Exercise instructions: Your task is to transcribe the data in full.

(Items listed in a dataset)

PR #2132, opened 2022-05-17
Environment Variable Configurations

SeanCheatham:
## Purpose
- Many modern deployment systems prefer environment variables to command-line arguments
  - But when _developing_ locally, environment variables can be a nuisance
- Adds optional support for environment variable setting overrides for a subset of configurations

## Approach
- Added `environment.conf` resource that implements environment variable substitutions for a few common settings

Response to the task:
PR #2132, opened 2022-05-17
Environment Variable Configurations

SeanCheatham:
## Purpose
- Many modern deployment systems prefer environment variables to command-line arguments
  - But when _developing_ locally, environment variables can be a nuisance
- Adds optional support for environment variable setting overrides for a subset of configurations

## Approach
- Added `environment.conf` resource that implements environment variable substitutions for a few common settings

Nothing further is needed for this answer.